Submitted: 7 Apr 2006 8:41 Modified: 10 Apr 2006 1:19
Reporter: Grace Coronado Email Updates:
Status: Not a Bug Impact on me:
None 
Category:MySQL Server Severity:S3 (Non-critical)
Version:5.0.18 OS:Windows (MS-XP)
Assigned to: CPU Architecture:Any

[7 Apr 2006 8:41] Grace Coronado
Description:
Characters like: ñ = n, ä = a, ö = o, é = e, ê = e, ü = u   are treated equal in MySQL.

How to repeat:
Our current settings:
    Windows XP 5.1
    MS Access 2002
    MySQL Server 5.0.18
    MyODBC 3.51.12 
    MS Jet Engine 4.0

Using our data as example, the following entries of fish species synonyms, Acipenser guldenstadti and Acipenser güldenstädti should be treated as different entries.  Due to this case, it limits us to use SYNGENUS and SYNSPECIES as primary key.  See list for more example.

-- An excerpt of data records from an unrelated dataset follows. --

PR #2904, opened 2024-12-16
Make the doctrine/common dependency optional

derrabus:
Doctrine ORM has moved away from the Doctrine Common proxy implementation. Yet, this package still forces the installation of doctrine/common.

The only class that we need from doctrine/common is `ClassUtils` which can resolve proxy class names. However, if doctrine/common is not installed, we can be sure that we won't encounter any Common proxies and fall back to `get_class()`. This class introduces a new utility method that does exactly that.

### DIFF
--- a/composer.json
+++ b/composer.json
@@ -43,7 +43,6 @@
         "php": "^7.4 || ^8.0",
         "behat/transliterator": "^1.2",
         "doctrine/collections": "^1.2 || ^2.0",
-        "doctrine/common": "^2.13 || ^3.0",
         "doctrine/deprecations": "^1.0",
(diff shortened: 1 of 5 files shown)


phansys:
Thanks @derrabus!

IIUC, I see other uses that also need to be replaced. By instance:
https://github.com/doctrine-extensions/DoctrineExtensions/blob/389be08a96eb1f3a5aea94f924e25da20eeeeb59/src/Translatable/Mapping/Event/Adapter/ORM.php#L12

phansys (approved):

phansys:
Thank you @derrabus!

+----------------+---------------+
| syngenus       | synspecies    |
+----------------+---------------+
| Acipenser      | guldenstadti  |
| Acipenser      | güldenstädti  |
| Acipenser      | guldenstaedti |
| Acipenser      | güldenstaedti |
| Blicca         | bjorkna       |
| Blicca         | björkna       |
| Brycon         | stubelii      |
| Brycon         | stübelii      |
| Diaphus        | lutkeni       |
| Diaphus        | lütkeni       |
| Myletes        | tiete         |
| Myletes        | tieté         |
| Pseudocetopsis | baudoensis    |
| Pseudocetopsis | baudoênsis    |
+----------------+---------------+
[7 Apr 2006 10:53] Hartmut Holzgraefe
This depends on the collation (language specific character set sorting/comparison rules)
of the field, see http://dev.mysql.com/doc/refman/4.1/en/charset.html for more details
[10 Apr 2006 1:19] Grace Coronado
Here are the current character settings that we have:

mysql> show variables like "%char%";
+--------------------------+---------------------------------------------------------+
| Variable_name            | Value                                                   |
+--------------------------+---------------------------------------------------------+
| character_set_client     | latin1                                                  |
| character_set_connection | utf8                                                    |
| character_set_database   | utf8                                                    |
| character_set_results    | latin1                                                  |
| character_set_server     | latin1                                                  |
| character_set_system     | utf8                                                    |
| character_sets_dir       | C:\Program Files\MySQL\MySQL Server 5.0\share\charsets\ |
+--------------------------+---------------------------------------------------------+
7 rows in set
 
mysql> show variables like "%collation%";
+----------------------+-------------------+
| Variable_name        | Value             |
+----------------------+-------------------+
| collation_connection | utf8_general_ci   |
| collation_database   | utf8_general_ci   |
| collation_server     | latin1_swedish_ci |
+----------------------+-------------------+
3 rows in set

What character setting am I supposed to use?